|
|
|
|
|
by magduf
2368 days ago
|
|
x86 is a lousy architecture, but x86-64 isn't as bad; at least it has a good number of registers unlike x86. It's easy to prove x86 is lousy by seeing its success in embedded and mobile devices: it hasn't had any, despite trying (Atom). ARM reigns supreme here. x86 manages to hold on because of 1) backwards compatibility with proprietary software (namely Windows), and 2) inertia. We don't really notice it that much because we've covered over it with abstraction layers: almost no one writes assembly code any more. We would be better off if we switched to something better, but we wouldn't notice it much; we might see a slight amount of power savings, and OS developers would be happier. But the benefits just aren't worth the costs. It's unfortunate, though: the major chipmakers should be able to just develop a nice, clean-sheet architecture which retains the good parts of x86 (like the PCIe bus and enumeration, things missing on ARM) and cleans up the bad things, and users shouldn't have to do anything other than make sure to select the Linux distro that matches that architecture. The presence of binary-only proprietary software that only works on x86(/64) is probably the biggest reason we're stuck with it: a competing CPU maker can't just come up with something new and have it "just work" (after getting their compiler changes merged into GCC and LLVM of course). |
|
Funny thing.
Whether you boot a modern x86 system in 32 bit mode or 64 bit mode doesn't change the number of registers you're using. You're still using the 32-128 physical registers on the core. That's why x86_64 code isn't particularly faster (sometimes slower) than the same code compiled for x86_32 mode.
People have this zany idea that assembly language is a low level language. It's not. When the CPU executes 32 bit x86 code it "compiles" it to uops that are totally unrecognizable to us and use dozens to hundreds of registers.

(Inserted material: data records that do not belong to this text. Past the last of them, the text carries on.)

PR #496, opened 2026-05-01
Re-enable contributions widget on website

### LINKED ISSUE #101: Code contributions graph
**Short description**: A simple graph showing code contributions over time (number of commits per week, over the past 6 months). There should be a call 'Join development' or 'Contribute to AntennaPod' in close proximity.

**Location**: Homepage, bit further down.

**Why have this**: Showcase that the project is under active development, and encourage people to contribute, too.

**More info**: 
* Could look similar to the contributor graph on GitHub:
afbeelding
* Another layer could be added, indicating the number of contributors during that period (the number of accounts/people that submitted those commits). Though that might make it a bit too complex.
* It would be more interesting (than number of contributors) to have another layer in the graph for the number of strings that were translated (where each language counts as one), to consider & display also forms of contributions other than code.

ByteHamster:
Was disabled on the new website because it was not ready yet. Now it is done and can be enabled. Also unifies the caching logic to avoid code duplication.

Closes #101

### DIFF
--- a/_i18n/en.yml
+++ b/_i18n/en.yml
@@ -361,8 +361,8 @@ events:
 #      description: "Set up automatic downloads, deletions, and podcast refreshes. Integrate with Tasker for even more powerful automation."
 
 ## Contributors
-#contributors:
-#  title: "Contributors"
+contributors:
+  title: "Contributors"
 #  description: "AntennaPod is built by amazing volunteers from around the world."
 #  view-all: "View all on GitHub"
 #  loading: "Loading contributors..."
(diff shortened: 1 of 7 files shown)


keunes:
Nice! I would make some design tweaks to align it with the forum widget. I can take a look when I'm back home.

ByteHamster:
I think it already looks nice and consistent but feel free to push some tweaks :)

ByteHamster:
@keunes should we merge this version already and then do the tweaks later? I mean, it is what the designer created

keunes:
I worked on a slightly tweaked design (well, got Copilot to do it).

Before:
image

After:
image

Any objections to this change @ByteHamster?

<details><summary>Alternative with aligned header but keeping the CTA in the header</summary>
image
</details>

ByteHamster:
No objections

PR #499, opened 2026-05-10
Replace ICS file with calendar links and clean up

keunes:
Update the event system to replace the ICS file with direct links to add events to calendars.


keunes (commented):
To check: possibly update 'Community meeting' to 'Community call'; use page slug as default for recurring meeting calendar URLs; make feature request against Davis.

keunes:
@ByteHamster on this point:
> use page slug as default for recurring meeting calendar URLs

What do you think? It is definitely feasible. We can also get rid of the 'meeting room' front matter using similar logic. Both (`calendar-path` and `meeting-room`) can be set automatically based on the slug (file name) if the meeting/event is online and a) recurring or b) one-off and upcoming.

The downside is that it's less explicit:
* In (the unlikely) case we have another recurring event, we need to remember to set up the redirect in the htaccess file with the same slug as the event file on the website.
* For all new (one-off and recurring) events we need to remember to align the meeting room URL that we add in the calendar with the slug as the event file on the website.

I think that this is fine, though. In any case I would make these front matter fields optional, so we can still explicitly set them to something different if we want.

ByteHamster:
If it is unlikely that we add another recurring event, does it matter to have it filled in automatically? Making it explicit means that we need to remember less. An AI won't remember this either. If it's explicit in the code, there is less risk for things going wrong

keunes (commented):
Ok, thanks, makes sense - let's leave it explicit. Then the PR is ready to review.
Feature request against Davis to have event-specific subscription URLs: https://github.com/tchapi/davis/issues/260

_data/event-links.yml
```diff
@@ -1,16 +1,16 @@
 # used for event layout
-- key: ICS
+- key: calendar-path
   icon: calendar-plus
   text: events.links.add-calendar
-  url: /events.ics
+  url: https://calendar.antennapod.org/
```
ByteHamster, line 5: This should be updated, I assume?

_events/0_A meeting template.md
```diff
@@ -1,49 +1,37 @@
...
 blog-post: 
 # Optional. Must be the path of the blog post, starting with the year (e.g. 2022/10/translation-coordinator).
+recording:
+# Optional. Must be a URL.
+
+# Calendar links:
+calendar-path:
+# Required for recurring events. Path under https://calendar.antennapod.org, for example "community-call".
+uid:
+# Required for one-off events. Davis/Sabre event UID used to build the direct .ics download URL.
```
ByteHamster, line 33: Can't we just use the same calendar link property for both instead of trying to be smart? That's a lot more explicit

_events/community-call.md
```diff
@@ -0,0 +1,15 @@
+---
+title: Monthly community call ☎ 🎙
+summary: Our monthly call to discuss anything AntennaPod (and beyond). Join us!
+uid: 0718779a-5b92-48df-87e3-801e02154c06
```
ByteHamster, line 4: Why do we have both uuid and path here?

_i18n/en/general/events-add-calendar-modal.md
```diff
@@ -1,3 +1 @@
-Always want to have the latest community call dates and times in your calendar? Then copy the URL and add it as a remote calendar in your calendar app.
-
-Hope to see you!
+Want to download the calendar file of this gathering, or subscribe to all our calls and meetings?
```
ByteHamster: Gathering -> Event? That's what we call it in the menu

ByteHamster: I think the explanation that you can add the url to the calendar app was useful. I assume not many people know what to do with a calendar link, and without the text they don't really have a pointer where to start

_plugins/recurring_events_permalink.rb
```diff
@@ -0,0 +1,17 @@
+module Jekyll
```
ByteHamster, line 2: I don't understand why we need custom code here. Don't we get those links automatically? On the old site we had the same links without needing ruby code

_data/event-links.yml
keunes: No, it's the baseline URL for our calendar links. (E.g. https://calendar.antennapod.org/all-events gets created from it.)

_events/0_A meeting template.md
keunes: The logic is:
* recurring events: we want to encourage people to subscribe to the remote calendar and receive updates (whether they subscribe to all events or just this one)
* one-off events: if they don't want to subscribe to all our events, we should offer a quick way to add just this one (e.g. FOSDEM) to their calendar.

For this distinction, we need different info. We create human-readable slugs via htaccess in Davis for recurring events, which we shouldn't be bothered to do for one-off events.

Side note: UID is actually required always - our PR workflow fails without it.
* For now: Also for recurring events we offer the same options as for one-off events, until https://github.com/tchapi/davis/issues/260 might get addressed
* Long-term: While not strictly necessary for recurring event links, I think it's still good to mandate it just in case. I'll update the description in the event template file.

_i18n/en/general/events-add-calendar-modal.md
keunes: My logic was that we already hint visitors to this option right below the link button (which, granted, many might not read):
image

But yes, we can add back the explanation.
```suggestion
Copy the URL and add it as a remote calendar in your calendar app to add all our calls and meetings. Or download the ICS file to add just this event.
```

_plugins/recurring_events_permalink.rb
keunes: Event links by default (as per `_config.yml`) get a year and month in their slug. This doesn't make sense for recurring events. That's why in the past we manually overrode the permalink for recurring events. I replaced that with this script (which sets the page slug based on `calendar-path`) to ensure consistency between the different URLs (online meeting room, Jekyll page slug, Davis short link) without us (or future contributors) having to think about/remember this.

See 9125a81bec85687d2e903e23ffcb4a135bad4fc9

_i18n/en/general/events-add-calendar-modal.md
keunes: We might even decide to remove that 'Always want to have the most up-to-date...' block.

ByteHamster: Yeah, I think I would rather remove that block and show it directly where you copy the link. This should make it less likely for users to miss, but they only see it if they need it.

_plugins/recurring_events_permalink.rb
ByteHamster: That makes it less obvious what is happening, though. Not 100% convinced. At the very least the file could get a short comment explaining the script and the reasoning behind it

_events/0_A meeting template.md
ByteHamster: I think the GUID was only needed when we generated events manually. Now, with the dedicated calendar tool, I think we can remove the CI check and the GUID from the files. Then we can still give the path to whatever Davis ends up giving as link.

keunes: Ok, we can drop the GUID being mandatory for events. Events then should have either a `calendar-path` or a `guid` (as written in the template).
Because it's currently not possible to subscribe to a specific event via CalDAV (see link to Davis), we have two options for recurring events:

1. provide only an `all-events` CalDAV link
   * downside: folks are maybe less likely to subscribe as they're only interested in the community call and don't want to have all the Needs: Decision calls.
2. provide an `all-events` CalDAV link + `guid`-based iCal link to the event series
   * downside: the iCal link doesn't provide calendar name or colour and (at least on Android) you need a special app (e.g. [ICSx<sup>5</sup>](https://icsx5.bitfire.at/)) to subscribe.

<details>
<summary>difference between CalDAV and iCal according to Claude</summary>

> Both rely on polling — neither method has true server push in practice.
>
> With **iCal**, the client downloads the full `.ics` file on whatever interval it's configured for (often every hour or even less frequently, since it's a crude fetch).
>
> With **CalDAV**, it's also polling, but typically at a shorter interval (Thunderbird defaults to every 30 minutes, though configurable). The advantage is that CalDAV only fetches what's changed since the last sync rather than re-downloading everything, so shorter poll intervals are cheaper and more practical.
>
> There is a CalDAV extension called **calendar-auto-schedule** and a push notification mechanism, but real server-push for CalDAV is rare in self-hosted setups and Sabre/Davis doesn't implement it as far as I know. So in your case, both methods would effectively behave the same way in terms of update latency — it's just a matter of how aggressively the client polls.
</details>

Do you have a preference between the two?

ByteHamster: 2 sounds nice to me. I mean, for CalDav you also need an app right?

Issue #513, opened 2026-05-29
Add goPodder to the synchronization docs?


cbrgm:
The [sync docs](https://antennapod.org/documentation/general/synchronization) list Nextcloud, gPodder server, and Micro GPodder server. I maintain another gPodder-compatible server called goPodder (https://github.com/cbrgm/gopodder) and have been using it with AntennaPod without issues.

Would you be open to adding it to the list? Happy to open a PR

ByteHamster:
We should probably reword that part of the docs a bit and give a list of servers and their programming language. Currently the list sounds a bit weird, especially when translated. But I'm very open to adding more implementations :) would you mind opening a PR? 

Some others that I remember:
- https://github.com/kd2org/opodsync
- https://github.com/bobrippling/podsync
- https://github.com/eliassoares/malipod-selfhosted

Maybe we should also add a sentence that those are 3rd party projects not affiliated with AntennaPod

cbrgm:
Yes, sounds good to me. I will assign this issue to me, then provide a PR. Thanks for the feedback!
Edit: Oh wait, I can't actually assign it to me. Never mind :)

PR #514, opened 2026-05-29
docs: list self-hosted sync servers with programming languages

cbrgm:
Addresses #513.

Rewords the self-hosted sync section into a list format showing each server with its programming language, as suggested by @ByteHamster. Adds opodsync, podsync, malipod, and goPodder. Includes a note that these are third-party projects not affiliated with AntennaPod.


cbrgm:
Heads up: I initially also updated the German translation but reverted it after noticing that translations are handled by a bot. Only the English file is changed now.

ByteHamster:
Thanks!

PR #194, opened 2022-02-15
bug fix: StatOptions component keyboard event

clhenrick:
@mukhtyar this seems to fix the bug with the Stats keyboard event listener, let me know if it works for you.


mukhtyar:
@clhenrick perfect! The `await tick()` does the trick. Thanks.

clhenrick:
@mukhtyar so should we merge this one? If so I will add a code comment before merging.

mukhtyar (approved):
Looks good. We can merge this in.

PR #197, opened 2022-02-16
Feature extremeprecip add aggregation

mukhtyar:
This PR adds a Select Aggregate Function Setting & some notes to the Extreme Precipitation tool

### DIFF
--- a/content/tools/extreme-precipitation/about.md
+++ b/content/tools/extreme-precipitation/about.md
@@ -12,7 +12,7 @@
   override these defaults by selecting a new “event duration” (number of
   days over which precipitation accumulates), or by selecting a
   different “threshold“ value that corresponds to either the 90th, 95th
-  or 99th percentiles. The tool then displays the extreme events that
+  or 99th percentiles. The tool displays the extreme events that
   exceed the threshold in different ways. The Frequency chart shows the
   estimated intensity of precipitation events (Return Level) for a
   selected period (Return Period) and how it changes over the historical
@@ -95,6 +95,11 @@
   encourage users to ensure the empirical fit of the applied
   distribution is acceptable to their end use before using estimates
   produced from this tool for planning purposes.
+</p>
+
+<p>
+  <strong>Note</strong>: Based on feedback from our users, we have updated the tool to use the 
+  average of precipitation values from all intersecting grid cells for a polygon boundary before calculating metrics for the climate indicators. An earlier version of this tool used the maximum values from all intersecting grid cells which resulted in very high frequency estimates. The return levels estimates using this methodology are more closely align with precipitation frequency estimates provided by NOAA.
 </p>
 
 <p class="h3">References</p>
--- a/content/tools/extreme-precipitation/about.md
+++ b/content/tools/extreme-precipitation/about.md
@@ -98,8 +98,8 @@
 </p>
 
 <p>
-  <strong>Note</strong>: Based on feedback from our users, we have updated the tool to use the 
-  average of precipitation values from all intersecting grid cells for a polygon boundary before calculating metrics for the climate indicators. An earlier version of this tool used the maximum values from all intersecting grid cells which resulted in very high frequency estimates. The return levels estimates using this methodology are more closely align with precipitation frequency estimates provided by NOAA.
+  <strong>Update (Feb 20, 2022)</strong>: Based on feedback from our users, we have updated the tool to use the 
+  average of precipitation values from all intersecting grid cells for a polygon boundary before calculating metrics for the climate indicators. An earlier version of this tool used the maximum values from all intersecting grid cells which resulted in very high frequency estimates. The return levels estimates using this methodology more closely align with precipitation frequency estimates provided by NOAA.
 </p>
 
 <p class="h3">References</p>
--- a/content/tools/extreme-precipitation/about.md
+++ b/content/tools/extreme-precipitation/about.md
@@ -99,7 +99,7 @@
 
 <p>
   <strong>Update (Feb 20, 2022)</strong>: Based on feedback from our users, we have updated the tool to use the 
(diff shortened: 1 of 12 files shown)


src/routes/tools/extreme-precipitation/index.svelte
```diff
@@ -34,7 +34,7 @@
       ["get-started", "faqs"].includes(d.slug)
     );
 
-    const { aboutContent, learnMoreContent } = await (
+    const { aboutContent, learnMoreContent, notificationText } = await (
```
mukhtyar, line 37: remove unused var `notificationText`

content/tools/extreme-precipitation/about.md
```diff
@@ -97,6 +97,11 @@
   produced from this tool for planning purposes.
 </p>
 
+<p>
+  <strong>Update (Feb 20, 2022)</strong>: Based on feedback from our users, we have updated the tool to use the 
+  average of precipitation values from all intersecting grid cells for a polygon boundary before calculating metrics for the climate indicators. An earlier version of this tool used the maximum values from all intersecting grid cells which resulted in very high frequency estimates. The return levels estimates using this methodology more closely align with precipitation frequency estimates provided by NOAA.
```
mukhtyar: simplify text

mukhtyar: fixed in https://github.com/berkeley-gif/caladapt-website-2021/pull/197/commits/fc8142df38d2a32d4407325cae48adde99e76aed

src/routes/tools/extreme-precipitation/index.svelte
mukhtyar: fixed in https://github.com/berkeley-gif/caladapt-website-2021/pull/197/commits/6edf6aa0bf7967e1d5d4ed67b7dc50bc4fd1aa84

src/routes/tools/extreme-precipitation/_constants.js
```diff
@@ -105,3 +115,7 @@ export const DEFAULT_INITIAL_CONFIG = {
 };
 
 export const HEATMAP_COLOR_SCALE = ["#19cdbb", "#368ce1", "#6d41ab"];
+
+export const NOTIFICATION_TEXT = `This tool now uses average precipitation values from all
```
clhenrick: This could live in a markdown file but not a big deal if it doesn't.

src/routes/tools/extreme-precipitation/index.svelte
```diff
@@ -152,7 +153,11 @@
   };
 
   $: $returnPeriodStore, updateIntensity();
-  $: $thresholdTypeStore, $location, $durationStore, updateThreshold();
+  $: $aggregateFnStore,
```
clhenrick, line 158: More of a tangential question, but I'm wondering if there's any benefit of making the function call reactive this way vs. just passing in the store values as the function params? In the SLR CIS tool I ended up doing the latter (I think) and it works.

clhenrick (commented):
@mukhtyar would it make sense to hide the "Select Aggregate Function" in the Settings Panel when the location boundary type is loca? It won't have an effect and could potentially confuse users otherwise, I think.

Also is "aggregate function" a term most users will understand? Just wondering if the wording could be different to be more user friendly, or not. Totally fine if not!

clhenrick:
@mukhtyar or perhaps instead of hiding the setting for aggregate function we should disable it when the location boundary type is loca grid cell, and make sure that in its "learn more" that this has no effect when boundary is "none".

src/routes/tools/extreme-precipitation/_constants.js
mukhtyar: moved to markdown in https://github.com/berkeley-gif/caladapt-website-2021/pull/197/commits/67f01172695dec6569e107f39994d987d24b5da9

mukhtyar:
@clhenrick good idea about disabling the `Select Spatial Aggregation` setting for LOCA. Implemented in https://github.com/berkeley-gif/caladapt-website-2021/pull/197/commits/eb84d0fb06cefb5c7c8b544083e6c4bf4d263ecd

src/routes/tools/extreme-precipitation/_SettingsPanel.svelte
```diff
@@ -27,16 +31,24 @@
...
+    periodInfo,
+    thresholdTypeInfo,
+    aggregationInfo,
+  } = learnMoreContent;
   const dispatch = createEventDispatcher();
-  const { location } = locationStore;
+  const { location, boundary } = locationStore;
   const { indicator } = indicatorStore;
 
+  $: isPolygonBoundary = $boundary.id === "locagrid" ? false : true;
```
clhenrick: @mukhtyar you can simplify this by just doing 

```js
$: isPolygonBoundary = $boundary.id !== "locagrid";
```

almost any time you're doing an equality comparison and want the result to literally be `true` or `false` it's a good sign you don't need a ternary expression.

clhenrick (commented):
Looks good, I'm wondering if we might want to add a note that spatial aggregation is not applied when the boundary type is a loca grid cell?

> Extreme Precipitation indicators for polygon boundaries (e.g. a watershed) are calculated after spatially aggregating precipitation values for all intersecting grid cells. The default spatial aggregation option is Mean. Selecting the Maximum option aggregates the maximum values from all intersecting grid cells.

src/routes/tools/extreme-precipitation/_SettingsPanel.svelte
clhenrick: I'm also thinking it might be good to have common tool constants for the boundary types, for example:

```js
// src/routes/tools/_common/constants.js
export const BOUNDARY_LOCA_GRID = "locagrid";
export const BOUNDARY_COUNTY = "county";
export const BOUNDARY_WATERSHED = "watershed";
// etc.
```

it might help with preventing misspelling the boundary types, but we don't have to do it right now.

mukhtyar:

PR #198, opened 2022-02-16
dev chore: expose feature flags to sapper server

clhenrick:
This enables feature flags from `featureFlags.json` to be used in server side code such as in Sapper / Svelte preload functions.  This is useful for things like hiding a new tool on production but enabling it on development or beta.

Noting that in the server side code feature flags are available under `process.cal_adapt_features`. For some reason I was running into problems when trying to add them to `process.env`, probably because it was messing with Node's built-in `process.env`.

~~As a bonus this PR also adds `serve` as a dev dependency so that running `start:export` doesn't download it every time.~~


mukhtyar (approved):
Looks good to me.

clhenrick:
Should probably update the readme to include a note about the feature flags.

PR #201, opened 2022-02-18
SLR CIS tool: clean up

clhenrick:
This PR removes dead code and cleans some things up in the SLR CIS tool.
- for cal-adapt api calls for `/rstores` `bbintersects` query param, use envelope instead of geojson 
- remove dep `@turf/bbox-polygon`
- remove unused Svelte stores
- make `MapLayerHandler` instances non-reactive

### DIFF
--- a/src/routes/tools/slr-coastal-inundation/_Map/Rasters.svelte
+++ b/src/routes/tools/slr-coastal-inundation/_Map/Rasters.svelte
@@ -19,8 +19,9 @@
     "raster-opacity": 0.5,
   };
 
-  const mapLayersProps = ({ id, checked, color, tileUrls }) => ({
+  const mapLayersProps = ({ id, checked, color, tileUrls, slugs }) => ({
     id,
+    slugs,
     tileUrls: tileUrls.map((url) => `${url}?style=${color}`),
     visibility: checked ? VISIBLE : NONE,
   });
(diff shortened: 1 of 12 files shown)


src/routes/tools/slr-coastal-inundation/_Map/Rasters.svelte
```diff
@@ -48,12 +49,11 @@
   });
 
   function addRasterLayers() {
-    rasterLayersProps.forEach(({ id, tileUrls, visibility }) => {
+    rasterLayersProps.forEach(({ tileUrls, visibility, slugs }) => {
       tileUrls.forEach((url, index) => {
         layerHandler.addMapLayer({
-          id,
+          id: slugs[index],
```
clhenrick, line 54: using a combination of a layer id and and index value to create unique MapBoxGLJS layer and source ids seems error prone; it's better to just use a unique id from the start, hence using the tile layer slug instead.

src/routes/tools/slr-coastal-inundation/_Map/TileIndexes.svelte
```diff
@@ -23,7 +23,7 @@
   });
 
   const mapLayersProps = ({ id, checked, color }) => ({
-    id,
+    id: `${id}-tile-index`,
```
clhenrick, line 23: Not really needed now that the raster layers are using unique ids, but it helps for debugging.

clhenrick (commented):
Fixed unique ids for map layers.

src/routes/tools/slr-coastal-inundation/_Map/Rasters.svelte
mukhtyar: good to know

mukhtyar (approved):
Looks good to me

PR #206, opened 2022-02-22
Migrate Extreme Precipitation Tool - QA #3 updates

mukhtyar:
This PR addresses the following issues:
- minor text updates in about and learn more sections
- adding a check and message to warn users about reduced certainty in estimates for some locations
- scaling the Intensity chart so it's easier to see confidence intervals

### DIFF
--- a/src/routes/tools/extreme-precipitation/_ExploreData.svelte
+++ b/src/routes/tools/extreme-precipitation/_ExploreData.svelte
@@ -265,7 +265,7 @@
       units="{$climvar.units.imperial}"
       label="{indicatorLabel}"
       dataSource="{$titles.join(', ')}"
-      niceMax="{$indicator.id === 'indicator' ? 5 : 10}"
+      niceMax="{$indicator.id === 'intensity' ? 5 : 10}"
       height="{['timing', 'intensity'].includes($indicator.id) ? 550 : 400}"
       on:showDownload="{loadDownload}"
       on:showShare="{loadShare}"
--- a/src/routes/tools/extreme-precipitation/_ExploreData.svelte
+++ b/src/routes/tools/extreme-precipitation/_ExploreData.svelte
@@ -107,7 +107,7 @@
     if (!$uncertaintyStore || $indicator.id !== "intensity") return "";
     const { lowSampleSize, nullCIValues } = $uncertaintyStore;
     if (lowSampleSize && nullCIValues) {
-      return removeTags(`${warningLowSampleSize}. ${warningMissingCI}`);
+      return removeTags(`${warningLowSampleSize} ${warningMissingCI}`);
     } else if (lowSampleSize) {
       return removeTags(warningLowSampleSize);
     } else if (nullCIValues) {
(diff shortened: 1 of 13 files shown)


src/routes/tools/extreme-precipitation/_store.js
```diff
@@ -9,6 +10,8 @@ import {
   DEFAULT_RETURN_PERIOD,
   DEFAULT_THRESHOLD_TYPE,
   DEFAULT_POLYGON_AGGREGATE_FUNCTION,
+  WARNING_LOW_SAMPLE_SIZE,
```
mukhtyar, line 13: remove unused constants

mukhtyar:

src/routes/tools/extreme-precipitation/_ExploreData.svelte
```diff
@@ -87,20 +91,41 @@
     dataByDate = groupDataByYear(flattenData(data));
   }
 
+  function removeTags(html) {
```
clhenrick, line 94: It's not too much to worry about but for the instances that this is being used it might just be more straightforward to save them as plain text files instead of markdown or just stash them as JS constants. 

I don't think we need to be super strict about using Markdown files for all content. If it's just a sentence there's not much gain (in terms of reducing the JS bundle size) from putting it in a Markdown file instead of having it as a JS constant.

src/routes/tools/extreme-precipitation/_ExploreData.svelte
```diff
@@ -87,20 +91,41 @@
...
-      return notificationText.replace(/<\/?[^>]+(>|$)/g, "");
+      return removeTags(notificationText);
+    }
+  }
+
+  function getUncertaintyText() {
+    if (!$uncertaintyStore || $indicator.id !== "intensity") return "";
+    const { lowSampleSize, nullCIValues } = $uncertaintyStore;
+    if (lowSampleSize && nullCIValues) {
+      return removeTags(`${warningLowSampleSize}. ${warningMissingCI}`);
```
clhenrick: I don't think you need the period here between the two `${}`

src/routes/tools/extreme-precipitation/_ExploreData.svelte
```diff
@@ -239,6 +265,7 @@
       units="{$climvar.units.imperial}"
       label="{indicatorLabel}"
       dataSource="{$titles.join(', ')}"
+      niceMax="{['intensity'].includes($indicator.id) ? 5 : 10}"
```
clhenrick: It would be simpler just to do: `$indicator.id === 'intensity' ? 5 : 10` right?

clhenrick (commented):
Just some minor suggestions / comments.

src/routes/tools/extreme-precipitation/_ExploreData.svelte
mukhtyar: good catch. fixed in https://github.com/berkeley-gif/caladapt-website-2021/pull/206/commits/609e284c54149dcec8b3d2aed9f4f5044ab9bcf6

src/routes/tools/extreme-precipitation/_ExploreData.svelte
mukhtyar: fixed in https://github.com/berkeley-gif/caladapt-website-2021/pull/206/commits/87be8c69e17888e595279e39a0a988f1c854e36a

PR #207, opened 2022-02-22
Bug fix chart axislabel spacing

mukhtyar:
This PR fixes the issue of overlapping y axis and tick value label for Line Area Charts ([trello issue](https://trello.com/c/sr2MwXfi)).


src/components/tools/Charts/LineArea/AxisY.svelte
```diff
@@ -9,13 +10,34 @@
...
     tickVals = $yScale.ticks().map(formatTick);
   }
   $: d = `M 0 0 L ${$width + $padding.left} 0`;
+
+  afterUpdate(() => {
+    // Use getComputedTextLength to get the computed length for the text within all the
+    // tick value labels. Use the maximum length value to update the padding for the axis label
+    // This prevent the axis label from overlapping the topmost y axis tick value.
+    try {
+      const tickLengths = Array.from(ref.querySelectorAll(".tick-label")).map(
```
clhenrick: This seems like it would work, but is there any reason you can't just use the first / last tick label? i.e. the one that's adjacent to the axis label? It could possibly end up looking weird if the longest label is at the bottom of the graph and not the top (not sure why that would happen but seems possible).

mukhtyar: Getting the last tick label makes sense. Updated in https://github.com/berkeley-gif/caladapt-website-2021/pull/207/commits/f54facc920c0876344845bffef1e0a2ff083bf5d

mukhtyar:
[Enhancement: Y axis title in LineArea chart runs into Y axis values](https://trello.com/c/sr2MwXfi/176-enhancement-y-axis-title-in-linearea-chart-runs-into-y-axis-values)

The thing about embedded kinda exposes your mental bias. When you scale up the x86 instruction decoder from Intel Atom scale to Xeon scale, the instruction decoder gets a little bit more complicated, but it's given a ton more tools to use. So sure, Atom sucks at embedded, but x86 is still king at desktop and beyond, and ARM will never be able to challenge it.
If ARM wanted to challenge x86 in terms of single threaded performance, it would need to do the same thing x86 does: have a super complicated instruction decoder that maps the 32 logical registers defined by the ISA to its 128 physical ones, reschedules everything, renames stuff where appropriate, identify loads that can be elided, etc. And all of the advantages of having a simple ISA go out the window, because the ISA is an illusion.
Unfortunately Intel's Architecture Code Analyzer is dead. LLVM MCA is almost as good. I recommend you play around with it a bit some time. CPUs kinda don't give a crap if you're speculating four loop iterations ahead and you're just using the same few registers over and over again for multiple purposes.